======== Extracted entries

PR #1142, opened 2024-04-01
add task solution

pawelnowicki87:
[DEMO LINK](https://pawelnowicki87.github.io/react_todo-app-add-and-delete/)

### DIFF
--- a/src/App.tsx
+++ b/src/App.tsx
@@ -1,26 +1,187 @@
-/* eslint-disable max-len */
-/* eslint-disable jsx-a11y/control-has-associated-label */
-import React from 'react';
+import React, { useCallback, useEffect, useRef, useState } from 'react';
 import { UserWarning } from './UserWarning';
-
-const USER_ID = 0;
+import { USER_ID, deleteTodo, getTodos, postTodo } from './api/todos';
+import { TodoList } from './components/TodoList';
+import { HeaderInput } from './components/HeaderInput';
+import { Footer } from './components/Footer';
+import classNames from 'classnames';
+import { Errors, SelectedTasks, Todo } from './types/Types';
 
 export const App: React.FC = () => {
+  const [todos, setTodos] = useState<Todo[]>([]);
+  const [errorMessage, setErrorMessage] = useState<Errors | null>(null);
+  const [selectedTasks, setSelectedTasks] = useState<SelectedTasks>(
+    SelectedTasks.All,
+  );
+  const [tempTodo, setTempTodo] = useState<Todo | null>();
+  const [title, setTitle] = useState('');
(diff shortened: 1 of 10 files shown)


src/App.tsx
```diff
@@ -1,26 +1,187 @@
...
+  const [errorMessage, setErrorMessage] = useState<Errors | null>(null);
+  const [selectedTasks, setSelectedTasks] = useState<SelectedTasks>(
+    SelectedTasks.All,
+  );
+  const [tempTodo, setTempTodo] = useState<Todo | null>();
+  const [title, setTitle] = useState('');
+  const inputRef = useRef<HTMLInputElement>(null);
+  const [isAddingTodo, setIsAddingTodo] = useState(false);
+  const [deleteTodoByID, setDeleteTodoByID] = useState<number | null>();
+
```
yevhenii-pyl, line 21: As a matter of code structuring: useStates => useRef, we shouldn't mix them.

src/App.tsx
```diff
@@ -1,26 +1,187 @@
...
+      })
+      .catch(() => setErrorMessage(Errors.Add))
+      .finally(() => {
+        setTempTodo(null);
+        setIsAddingTodo(false);
+      });
+  };
+
+  const deleteCurrentTodo = useCallback((id: number) => {
+    setDeleteTodoByID(id);
```
yevhenii-pyl, line 77: Let's also add a toggling todo loading state logic here.

src/App.tsx
```diff
@@ -1,26 +1,187 @@
...
+        setTodos(prev => prev.filter(todo => todo.id !== id));
+      })
+      .catch(() => {
+        setErrorMessage(Errors.Delete);
+      })
+      .finally(() => setDeleteTodoByID(null));
+  }, []);
+
+  const clearCompleted = async () => {
+    const todoToClear: Todo[] = [];
```
yevhenii-pyl, line 89: Hmmm, let's try to simplify it a bit here: you can create an array with todoToClear by filtering current todos on completed status. 

Then, you can use Promise.all to run all deletion operations at once by mapping through todoToClear.

Also, it's worth having a toggling loading state logic here.

yevhenii-pyl (changes requested):
Solid! 
Let's include adjustments from the previous PR + new comments and this will be a  decent amount of work here!

src/App.tsx
yevhenii-pyl: Ah, I guess my comment was misleading, my bad. You did a good job by using the useRef, I only wanted to point your attention to the hooks order in your file, it should be:

```
useStates
useRefs
useEffects
```
OR
```
useRefs
useStates
useEffects
```

So the structure is always the same, not 

```
useState
useState
useRef
useEffect
useState
```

================

What is expected. Identify the lines in the entries that hold "number" and return each one.

Task solution.
+  const [deleteTodoByID, setDeleteTodoByID] = useState<number | null>();
+  const deleteCurrentTodo = useCallback((id: number) => {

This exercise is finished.